Concernant les ENT le service public du logiciel libre sera chargé d'élaborer des ENT libres correspondants aux besoins identifiés du service public d'enseignement, en relation avec les enseignants, les personnels de vie scolaire, les chefs d'établissement et leurs organisations syndicales. Le service public du logiciel libre sera chargé d'assurer le suivi de ces ENT et leur évolution. Il sera aussi chargé d'engager avec les IUFM les formations des personnels à l'utilisation des logiciels libres briques des ENT.
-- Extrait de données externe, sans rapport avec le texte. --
PR #928, opened 2025-06-20
Add schemas to CRDs, move to CRD version v1

jmazzitelli:


jmazzitelli:
> we are going to do this we might as well write/deploy a conversion webhook with the operator. It would be the same amount of work but a much better user experience.

But then that now becomes a maintenance burden on us going forward when we only need this for a one-time event. I really don't want to start shipping another productized binary and more OLM configuration for something we hardly need.

jmazzitelli:
another molecule test to fix...  `roles-test` failed with:

```
fatal: [localhost]: FAILED! => {"changed": false, "msg": "Failed to create object: b'{\"kind\":\"Status\",\"apiVersion\":\"v1\",\"metadata\":{},\"status\":\"Failure\",\"message\":\"Kiali.kiali.io \\\\\"kiali\\\\\" is invalid: spec.deployment.discovery_selectors.default: Invalid value: \\\\\"string\\\\\": spec.deployment.discovery_selectors.default in body must be of type array: \\\\\"string\\\\\"\",\"reason\":\"Invalid\",\"details\":{\"name\":\"kiali\",\"group\":\"kiali.io\",\"kind\":\"Kiali\",\"causes\":[{\"reason\":\"FieldValueTypeInvalid\",\"message\":\"Invalid value: \\\\\"string\\\\\": spec.deployment.discovery_selectors.default in body must be of type array: \\\\\"string\\\\\"\",\"field\":\"spec.deployment.discovery_selectors.default\"}]},\"code\":422}\\n'", "reason": "Unprocessable Entity"}
```

nrfox:
> But then that now becomes a maintenance burden on us going forward when we only need this for a one-time event. I really don't want to start shipping another productized binary and more OLM configuration for something we hardly need.

Maintenance burden either falls on us or on users. But besides we can get around all of that by keeping the version the same (v1alpha1) and just shipping a schema for the version. Users won't need to remove their CRs and fields that we remove when we ship the schema will be dropped through pruning: https://kubernetes.io/docs/tasks/extend-kubernetes/custom-resources/custom-resource-definitions/#field-pruning

jmazzitelli:
checkpoint - latest has a rebase and setting of defaults/constraints in the CRD - molecule tests still pass.

Now that there is a baseline schema, next up is to see what we can move around, change, or eliminate. This is the time to look at the Kiali CR and see what changes we want to make. Remember, we want to make this schema easily extensible in the future without requiring a bump in schema version.

jmazzitelli:
> > look at the Kiali CR and see what changes we want to make
> 
> There will be some changes based on the external-kiali work, so we may want to wait for that to be completed before releasing this into the wild.

Right - this will NOT be going in this sprint release (notice I did not attach this PR or the helm PR to the current Github Project).

jmazzitelli:
After re-organizing the spec.deployment and spec.server settings of the CRD, all molecule tests pass.

However, I'm not convinced we want to do this - the changes are huge, and I'm not sure if the gain is worth the potential pain. I don't think we have full 100% coverage of all these settings and I'm afraid this is missing something and we won't know until this is out in the field. It might be best to not re-arrange the settings (it would also avoid some pain to end users from having to convert their old CRs). But I will examine this further to see if I can gain more confidence in this change.

```
=====================
=== TEST RESULTS: ===
=====================

              accessible-namespaces-test... success [7m 56s]
     affinity-tolerations-resources-test... success [4m 24s]
                cluster-wide-access-test... success [9m 9s]
                      config-values-test... success [3m 4s]
                  default-namespace-test... success [2m 44s]
                            grafana-test... success [4m 5s]
                        header-auth-test... success [2m 22s]
                      instance-name-test... success [3m 42s]
                             jaeger-test... success [3m 19s]
                            metrics-test... success [4m 28s]
                     null-cr-values-test... success [2m 16s]
                only-view-only-mode-test... success [3m 9s]
                             openid-test... success [2m 24s]
           remote-cluster-resources-test... success [3m 29s]
                              roles-test... success [5m 27s]
                    rolling-restart-test... success [3m 2s]
                              token-test... success [3m 1s]
```

jmazzitelli:
I reverted back and am re-doing the re-org of the schema.

jmazzitelli:
> No IMO we shouldn't move settings with this change.

Yeah, I'm coming to that conclusion I'm going to back all of that out. Any re-organization of the schema is going to have massive changes even within the Kiali repos (kiali.io docs, helm charts, demos, Makefiles, hacks and other scripts, etc etc). Even trying to get AI to find all the places where changes are required is a challenge. :)

I don't think we'll ever want to move things around, at least on a wholesale level.

manifests/kiali-ossm/manifests/kiali.crd.yaml
```diff
@@ -21,4 +22,1707 @@ spec:
...
+                      operator itself was configured.
+                    type: string
+                  ingress:
+                    description: "Configures if/how the Kiali endpoint should be exposed externally."
+                    type: object
+                    properties:
+                      additional_labels:
+                        description: "Additional labels to add to the Ingress (or Route if on OpenShift). These are added to the labels that are created by default; these do not override the default labels."
+                        type: object
+                        x-kubernetes-preserve-unknown-fields: true
```
nrfox, line 536: Why are we preserving unknown fields for nearly all objects in the CRD?

nrfox: I don't think you need this. This is from the kube API itself:
```
          "labels": {
            "description": "Map of string keys and values that can be used to organize and categorize (scope and select) objects. May match selectors of replication controllers and services. More info: https://kubernetes.io/docs/concepts/overview/working-with-objects/labels",
            "type": "object",
            "additionalProperties": {
              "type": "string",
              "default": ""
            }
          },
```

nrfox: My only reason to be nitpicky is that once we publish the schema it will be hard to change it. With `x-kubernetes-preserve-unknown-fields` I think you could have something like
```
additionalLabels:
  0: false
  more:
    unknownfields
```

jmazzitelli: So, `type: object` would be all that is needed? Just remove `x-kubernetes-preserve-unknown-fields: true` .. I will test that out.

nrfox: > So, type: object would be all that is needed? Just remove x-kubernetes-preserve-unknown-fields: true .. I will test that out.

I believe so. At least that's what upstream types look like from the `/openapi/v3` endpoint.

nrfox:
I tested this out with an existing CR with extra fields and some fields with wrong types e.g. `spec.deployment.ingress.additional_labels= 123: 123` and after applying the schema the extra fields were dropped and the wrong types were coerced into the correct type e.g. `spec.deployment.ingress.additional_labels="123":"123"`.

Do we want to take the opportunity to prune deprecated fields before merging this?

jmazzitelli:
> Do we want to take the opportunity to prune deprecated fields before merging this?

Now is the time to start doing that kind of thing. If we don't need backward compatibility for a setting, and the setting is deprecated, we should consider removing them.

Everyone should take a look and suggest the changes we should make related to these deprecated or outdated settings.

jmazzitelli:
This has been rebased on master and has the CRD with schema in the 2.14 metadata.

jmazzitelli:
The golden copies of the CRDs (and the example CRs which gets placed into the kiali.io docs) are these four files - so these are the only four we need to maintain. The CRDs in other places are managed via `make sync-crds` (make `validate-crd-sync` makes sure everything is synced).

* `crd-docs/crd/kiali.io_kialis.yaml`
* `crd-docs/crd/kiali.io_ossmconsoles.yaml`
* `crd-docs/cr/kiali.io_v1alpha1_kiali.yaml`
* `crd-docs/cr/kiali.io_v1alpha1_ossmconsole.yaml`

jmazzitelli:
These existed in v1.73 that have since been removed:

- `api`
- `api.namespaces`
- `api.namespaces.exclude`
- `api.namespaces.include`
- `api.namespaces.label_selector_exclude`
- `api.namespaces.label_selector_include`
- `auth.openshift.auth_timeout`
- `auth.openshift.client_id_prefix`
- `deployment.accessible_namespaces`
- `deployment.verbose_mode`
- `external_services.grafana.in_cluster_url`
- `external_services.grafana.url`
- `external_services.istio.gateway_api_class_name`
- `external_services.tracing.in_cluster_url`
- `external_services.tracing.url`
- `kiali_feature_flags.certificates_information_indicators`
- `kiali_feature_flags.certificates_information_indicators.enabled`
- `kiali_feature_flags.certificates_information_indicators.secrets`
- `kiali_feature_flags.clustering`
- `kiali_feature_flags.clustering.autodetect_secrets`
- `kiali_feature_flags.clustering.autodetect_secrets.enabled`
- `kiali_feature_flags.clustering.autodetect_secrets.label`
- `kiali_feature_flags.clustering.clusters`
- `kiali_feature_flags.clustering.clusters[].name`
- `kiali_feature_flags.clustering.clusters[].secret_name`
- `kiali_feature_flags.clustering.kiali_urls`
- `kiali_feature_flags.clustering.kiali_urls[].cluster_name`
- `kiali_feature_flags.clustering.kiali_urls[].instance_name`
- `kiali_feature_flags.clustering.kiali_urls[].namespace`
- `kiali_feature_flags.clustering.kiali_urls[].url`

crd-docs/crd/kiali.io_kialis.yaml
```diff
@@ -121,18 +155,21 @@ spec:
                         type: string
                       authentication_timeout:
                         type: integer
+                        default: 300
```
nrfox, line 158: Are we going to need to keep defaults in sync in four places by adding them here? Inside kiali server, kiali-operator, helm values, CRD? This wouldn't apply to non-kiali config on the CRD like the `deployment` options or `version`.

Makefile
```diff
@@ -121,6 +121,75 @@ validate-cr:
...
+	@echo "Synchronizing Kiali CRD from golden copy: crd-docs/crd/kiali.io_kialis.yaml"
+
+	@if [ -d "../helm-charts/kiali-operator/crds" ]; then \
+		echo "  -> helm-charts/kiali-operator/crds/crds.yaml (with YAML document separators)"; \
+		echo "---" > ../helm-charts/kiali-operator/crds/crds.yaml; \
+		cat crd-docs/crd/kiali.io_kialis.yaml >> ../helm-charts/kiali-operator/crds/crds.yaml; \
+		echo "..." >> ../helm-charts/kiali-operator/crds/crds.yaml; \
+	else \
+		echo "  -> helm-charts/kiali-operator/crds/crds.yaml (SKIPPED - directory not found)"; \
+	fi
```
nrfox, line 135: Can you make `helm-charts` dir configurable? Mine is at `kiali-helm-charts` so this command fails for me. I wonder if it'd be easier long term to move the operator and helm-charts into `kiali/kiali`?

nrfox (commented):
LGTM just some trouble with running the `sync-crds` target

Makefile
nrfox: If we don't want to make them configurable that's fine.

In practice, we always release the operator, server, and helm charts together right? The releases are all tied together and they share a lot of the same makefiles/hack scripts. Does it matter that the operator can also install older versions of the server?

crd-docs/crd/kiali.io_kialis.yaml
jmazzitelli: Ah... NOW I understand what you were asking. I did not understand. But I see you asked `keep **defaults** in sync` -- so I get it now.

Yes, those three you point out are the defaults that should be kept in sync. Those aren't the CRDs so that "make sync-crd" doesn't touch them.

We could (especially if AI is smart enough ;)) enhance the "make sync-crds" target to actually update these defaults, too, and in the `validate-crds` target confirm the defaults match the schema.

Here's an explanation of what these files are, for background:

> Don't we update: https://github.com/kiali/kiali-operator/blob/master/roles/default/kiali-deploy/defaults/main.yml?

Those are the Ansible defaults as defined in the operator. Those get placed into the Kiali ConfigMap when Kiali is installed or updated during reconciliation. This yaml file does get manually updated when people add support for new settings, or change the defaults for whatever reason; this is so the defaults get set for those Kiali Server installations _installed by the operator_.

> and these: https://github.com/kiali/kiali/blob/3bc6f3bf0b02866f4c2e830f1e57d6b6078d26b4/config/config.go#L718-L987

The config/config.go defaults was always a sore point to me, but it was a necessary evil because those should only be used by the unit tests (back when we only had the operator as our true installation mechanism - more on the server helm chart below). Running the unit tests, there is no Kiali ConfigMap so the unit tests grab their base config from these config.go defaults. So we were forced to add defaults here in config.go. But it was supposed to be that these just tracked the defaults in the Ansible defaults yaml, because its the operator that configures all the settings in Kiali.

Those config.go defaults are actually overridden by settings that are set in the ConfigMap (it's how users configure Kiali - settings in the Kiali CR go into the ConfigMap which then get loaded into the server via config.go). This is why, since the operator came into existence, I've always tried to set every setting in the Ansible defaults of the operator - because that was supposed to be the source-of-truth of the actual defaults, not config/config.go. Otherwise, it was going to be confusing while debugging ("what is the default value? - is it defined in config.go or the operator?"). It was supposed to be, "go to the operator defaults, THOSE are the source-of-truth"). But, over time, the code base has drifted from this ideal and now some defaults are in config.go but not in the Ansible defaults. But THEN this wrinkle came into being:

> and these: https://github.com/kiali/helm-charts/blob/master/kiali-server/values.yaml

Then the server helm chart was born (this occurred well after the operator had been published). Well, now there may be no operator when the server is installed. But unlike the operator, the values.yaml you see in the server helm charts are those that only the server helm chart actually needs to reference to do its job. That's what this comment is meant to convey:

https://github.com/kiali/helm-charts/blob/v2.13.0/kiali-server/values.yaml#L22-L25

```
#
# Settings that mimic the Kiali CR which are placed in the ConfigMap.
# Note that only those values used by the Helm Chart will be here.
#
```

Historically, the server helm chart was only meant as an unsupported convenience to users. We did not want to support it - the operator was supposed to be our only supported installation mechanism. So we didn't work diligently to get the values.yaml to exactly match all the defaults in the Ansible operator defaults. We only put those settings that the server helm chart needed, and that was it. But over time we have been forced to be more official with our support of the helm chart because so many people started using it.

So, in short, a lot of this is due to years-old legacy processes. But yes, we do have to make sure we keep the defaults (as declared in the CRD Schema) to match the actual code. AFAIK, all defaults in the schema DO match the code today.

jmazzitelli:
After a bunch of research re-remembering how CRD Schema versions work (and after confirming with Cursor :)), the best way forward to support v1.73 but also have a nice CRD Schema moving forward is to include all settings that v1.73 has in the CRD Schema, even if the settings are now removed ... this includes settings like spec.istio_namespace and spec.deployment.accessible_namespaces.

jmazzitelli:
all molecule tests pass on crc/openshift with latest code

jshaughn (commented):
The schema seems correct at this point and so I've started going through the test instructions [here](https://github.com/kiali/kiali/issues/8237#issuecomment-3029115905). 

Phase I passed with the exception of dex-related molecule tests.  These fails are tangential to the PR and likely due to some issue on my machine. Not blocking, just mentioning.

Phase II in progress...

Concernant les ressources et logiciels produits par les services du Ministère de l'Éducation Nationale ils seront dotés de licence libre et mis gratuitement à disposition des établissements scolaires : exemple logiciel BCDI et ses fiches documentaires La migration vers les logiciels libres ne peut pas être immédiate ; en particulier il est nécessaire d'assurer au préalable la formation et / ou le recrutement du personnel. La migration doit cependant être la plus rapide possible. Nous proposons que toute migration future ait lieu obligatoirement vers des logiciels libres, dans la mesure où il existe des logiciels libres répondant au besoin. S'il n'en existe pas, le développement de logiciels libres appropriés doit être initié, par le service public du logiciel libre si nécessaire.

Texte intégral de la réponse (15 pages au format pdf) sur :
http://www.candidats.fr/documents/reponses-candidatsfr-jose-bove.pdf.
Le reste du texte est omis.